WebRTC: P2P, SFU and MCU Approaches to Communicate Effectively
Today, there are a growing number of applications that use WebRTC technology to transmit audio/video streams. Nextcloud Talk of course, but also Jitsi, BigBlueButton and many others. Nevertheless, there are essentially 3 approaches to streaming and allowing scalability from a few users to several thousand simultaneously.
WebRTC is essentially a peer-to-peer technology, and it is necessary to configure a separate central server (or several, with one, or more, load balancers - Load Balancer - upstream) depending on the purpose of the service, such as when building a large-scale multimedia broadcast service or when content processing is required. Depending on the use case, the architecture can be considered as follows.
P2P (Peer to Peer) or Mesh
This is the mode adopted by Nextcloud Talk in its version delivered with Nextcloud (and Cloudeezy) by default. Direct end-to-end connection without a central server(s) is advantageous in terms of cost, but as the number of peers increases (mesh structure), the system and network require high capacity. To put it roughly, an ADSL connection (A = Asymmetric) is suitable for up to 4 simultaneous users because it is limited in Uplink (uplink speed). This is why, in this connection mode, a user with a good machine (CPU + symmetrical fibre internet connection for example) will encounter few problems, whereas a user with ADSL will quickly encounter problems as soon as the participants join the conference.
Maybe in a few years it will be possible to do without the other modes (more and more powerful CPUs, very powerful fiber or 5G connections that are widespread globally) but for the moment, we need to set up centralizations (in datacenter or "on-premises" if the link - symmetrical - is ideal) to overcome this problem and to transfer the load from the clients to the servers, much more powerful.
SFU (Selective Shipping Unit)
This is a central server (or servers) that relays multimedia traffic, and each peer connects to it for decryption/encryption processing. It is suitable for a streaming service structure such as video streaming. This mode is used, among others, by Jitsi.
MCU (Multipoint Control Unit)
As a central server method in which a plurality of transmission media are mixed or transcoded by a central server and delivered to a receiver side, the load on the client and the network is considerably reduced, while high computing power of the central server is required. This is the mode adopted by Nextcloud Talk in its HPB version (optional on our Nextcloud hosting offers).

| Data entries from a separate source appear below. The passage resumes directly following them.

Issue #549, opened 2016-09-12
rmi-vuln-classloader false positives


P1ro:
Nmap scan report for (192.168.11.56)
Host is up (0.15s latency).
PORT     STATE SERVICE
1099/tcp open  rmiregistry
| rmi-vuln-classloader: 
|   VULNERABLE:
|   RMI registry default configuration remote code execution vulnerability
|     State: VULNERABLE
|       Default configuration of RMI registry allows loading classes from remote URLs which can lead to remote code executeion.
|       
|     References:
|_      https://github.com/rapid7/metasploit-framework/blob/master/modules/exploits/multi/misc/java_rmi_server.rb

exploit(java_rmi_server) > run
[*] Exploit running as background job.

[*] Started reverse TCP handler on 192.168.11.5:4444
msf exploit(java_rmi_server) > [*] 192.168.11.56:1099 - Using URL: http://0.0.0.0:8080/tIz0LLRI2GEjWR0
[*] 190.204.158.67:1099 - Local IP: http://192.168.11.5:8080/tIz0LLRI2GEjWR0
[*] 190.204.158.67:1099 - Server started.
[*] 190.204.158.67:1099 - Sending RMI Header...
[*] 190.204.158.67:1099 - Sending RMI Call...
[-] 190.204.158.67:1099 - Exploit failed [not-vulnerable]: RuntimeError Exploit aborted due to failure not-vulnerable The RMI class loader is disabled
[*] 190.204.158.67:1099 - Server stopped.

msf exploit(java_rmi_server) >

this is one exmple of false positives:
there others test that are really vulnerable.

dmiller-nmap:
@P1ro Thanks for reporting this! Do you know what the software is and how it is configured? Fixing it would be easiest if we could set up the same environment here.

P1ro:
sorry for my lack of details, here:
my cmd was: nmap --script=rmi-vuln-classloader -p 1099  -iL iplist_1099
nmap version: Nmap 7.25SVN
and Linux PPArch 4.7.2-1-ARCH #1 SMP PREEMPT Sat Aug 20 23:02:56 CEST 2016 x86_64 GNU/Linux
im just running a random test

`nmap -Pn --script=rmi-vuln-classloader -p 1099 192.168.0.56

Starting Nmap 7.25SVN ( https://nmap.org ) at 2016-09-12 09:04 VET
Fetchfile found /usr/local/bin/../share/nmap/nmap-services
[...]

PR #689, opened 2017-02-14
Specifically search for canary

5il:
Addresses #549 by searching for a specific canary in the object returned from the rmi server. registry.out.dis.bReader.readBuffer was only returning a single character 'N' for some reason so I switched over to manually unpacking the object.

### DIFF
--- a/scripts/rmi-vuln-classloader.nse
+++ b/scripts/rmi-vuln-classloader.nse
@@ -3,6 +3,7 @@ local rmi = require "rmi"
 local shortport = require "shortport"
 local string = require "string"
 local vulns = require "vulns"
+local stdnse = require "stdnse"
 
 description = [[
 Tests whether Java rmiregistry allows class loading.  The default
@@ -12,6 +13,8 @@ classifies this as a design feature.
 
 
 Based on original Metasploit module by mihi.
+
+14.02.2017 - Modified by SiL to specifically search for canary
 
 References:
 * https://github.com/rapid7/metasploit-framework/blob/master/modules/exploits/multi/misc/java_rmi_server.rb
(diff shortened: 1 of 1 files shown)


dmiller-nmap:
I do think that looking for a positive match is better than looking for a particular string to be missing, but it looks like we might have trouble with that approach. Digging through [OpenJDK's class loader](https://github.com/openjdk-mirror/jdk7u-jdk/blob/f4d80957e89a19a29bb9f9807d2a28351ed7f7df/src/share/classes/sun/rmi/server/LoaderHandler.java) it looks like any sort of failure results in a ClassNotFoundException, which may include the name of the codebase we're trying to load. That's the downside of not actually trying to load a real codebase: we don't have a solid "it worked" response because it will never completely work. We're trying to distinguish different reasons why it may not have worked.

With all of that, though, I think we can handle a couple different things:

* If the `readBuffer` didn't contain enough data, we can ask it for more by calling `canRead` with a suitable number of bytes; probably at least the length of the string "java.lang.ClassNotFoundException" though it will read as many as are available.
* We can check for additional strings that could indicate that the class loader is restricted. I'm not sure if this really means it's secure: if we are specifically denied from loading `file:/` codebase URIs, we still might be allowed to load `rmi://` URIs or something. Or maybe we can load a standard class without specifying a codebase that would still be a security threat. I don't know enough about this.

I'll apply the first of these shortly and update this issue. If you can then confirm whether you still have a problem, we can consider other ways ahead.

5il:
Ah, I see what you mean. Unfortunately I don't know enough about it myself. I just remember running into this issue a few months back during a test. Perhaps a second check for "rmi.ServerException" or "rmi.RemoteException" can be added to deal with the response from the server seen in #549?

As far as the canRead change that was made goes, after running that I realized that the problem I was seeing had to do with the way stdnse.verbose and stdnse.debug were handling data and not an issue with readBuffer. Feel free to roll that back.

5il:
I'm still not sure what caused the IO exception on the rmi server in the original issue instead of a ClassNotFound. But it seems to stem from a call to dispatch() in [UnicastServerRef](https://github.com/openjdk-mirror/jdk7u-jdk/blob/f4d80957e89a19a29bb9f9807d2a28351ed7f7df/src/share/classes/sun/rmi/server/UnicastServerRef.java).

I've added a check in the script for the error message that dispatch() would return in this case, "error unmarshalling arguments", which will return a NOT_VULN along with a line for debugging purposes.

PR #694, opened 2017-02-19
IKE: Add Vendor ID of Fortigate v5

alagoutte:


dmiller-nmap:
@alagoutte Thanks! I also pushed a change to display results from `ike-version` including unidentified vendor IDs so reporting things like this should be simpler in the future.

alagoutte:
Thanks Daniel,

I will be nice also to display the "version" field ?

PR #695, opened 2017-02-21
Remove match_dir function from SearchResult.py

Varunram:


dmiller-nmap:
Can you explain why this change is needed? If the function is part of an interface but just not used, maybe it should be replaced with `raise NotImplementedError` which would be more clear if it ever was called.

Varunram:
Seems like the function was deprecated in favour of a better implementation. Its not called anywhere too, so its safe to remove I guess

PR #699, opened 2017-02-24
Catch error while reading target list

Varunram:
Solves an issue with zenmap where there was an error while reading a target list.


Varunram:
Travis build failed to initialise. I wonder why though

Needs comparison table for each approach
|Throughput (in upload)||High||Low||Low|
|Flow rate (download)||High||Low||High|
|Customer CPU Usage||High||Low||Medium|
|Using the server CPU||-||High||Low|
|Possible latency||Depends on network bandwidth||Depends on processor power||Depends on network bandwidth|
|Simulcast / SVC capability||-||-||Yes|
A design adapted to the use cases such as service targets and costs is required. As a general rule :
- small-scale (1:1) voice/video calls are P2P, one-way broadcast services of medium or higher level (e.g. e-Learning, Broadcasting, etc.).
- services for purposes such as videoconferencing are SFU, large scale voice conversation (e.g. voice mixing)
- Real-time control systems (e.g. video transcoding to grid) are designed primarily with MCU.
The full mesh option (P2P) is feasible as long as the number of participants is small. As mentioned in the article, the main problem is bandwidth. MCU looks like an easy solution but it has scale and cost issues.
Solutions" exist to limit the problems, for example low resolutions for each participant (lower quality video = lower CPU requirements for decoding and lower bandwidth requirements for sending/receiving) but today nobody wants to make a "pixelated" conference with our high resolution screens.
A videoconferencing service architecture may include a combination of the 3 options or a part of them and the use of each depending on the logic of the service and the type / number of participants, for example, a combination of full mesh (P2P) and SFU.